▸ Stored data
PR #248, opened 2019-02-08
fix bug with hardcode date parameter

### LINKED ISSUE #217: expected_cumulative_transactions hardcodes datetime_col as 'date'
I think there's a bug in the function `expected_cumulative_transactions` that prevents causes an error if the datetime_col in the transactions dataframe is not 'date'. It also comes up if you try to run the `plot_cumulative_transactions` function. You can generate the error by running the following:

```
from lifetimes import ModifiedBetaGeoFitter
import lifetimes.plotting as ltplt
from lifetimes.utils import summary_data_from_transaction_data, expected_cumulative_transactions

transactions = load_transaction_data().rename(columns={'date':'Date'})
summary = summary_data_from_transaction_data(transactions,'id','Date')
mbg = ModifiedBetaGeoFitter()
mbg.fit(summary['frequency'],summary['recency'],summary['T'])
expected_cumulative_transactions(mbg, transactions, 'Date', 'id', 100)
```

This returns the error "Key Error: 'date'", which is triggered by line 487 in utils.py:
```
first_trans_size = first_transactions.groupby('date').size()
```

It looks to me as though 'date' is hardcoded on lines 487 and 499. I think in both cases it should use datetime_col instead, although I am not certain about line 499.

The function works fine if you run:
```
expected_cumulative_transactions(mbg,
                                 transactions.rename(columns={'Date':'date'}),
                                 'date', 'id', 100)
```

aprotopopov:
Fix silly bug for `'date'`. Closes #217

### DIFF
--- a/lifetimes/utils.py
+++ b/lifetimes/utils.py
@@ -495,7 +495,7 @@ def expected_cumulative_transactions(model, transactions, datetime_col,
     date_periods = date_range.to_period(freq)
 
     pred_cum_transactions = []
-    first_trans_size = first_transactions.groupby('date').size()
+    first_trans_size = first_transactions.groupby(datetime_col).size()
     for i, period in enumerate(date_periods):
         if i % freq_multiplier == 0 and i > 0:
             times = period - first_trans_size.index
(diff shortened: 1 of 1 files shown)


CamDavidsonPilon:
lgtm, circle is failing due to pandas 0.24 incompatibility I believe

Thanks @aprotopopov!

▸ Task objective
Using the records above, copy all lines that include the word "think".

▸ Answer box
I think there's a bug in the function `expected_cumulative_transactions` that prevents causes an error if the datetime_col in the transactions dataframe is not 'date'. It also comes up if you try to run the `plot_cumulative_transactions` function. You can generate the error by running the following:
It looks to me as though 'date' is hardcoded on lines 487 and 499. I think in both cases it should use datetime_col instead, although I am not certain about line 499.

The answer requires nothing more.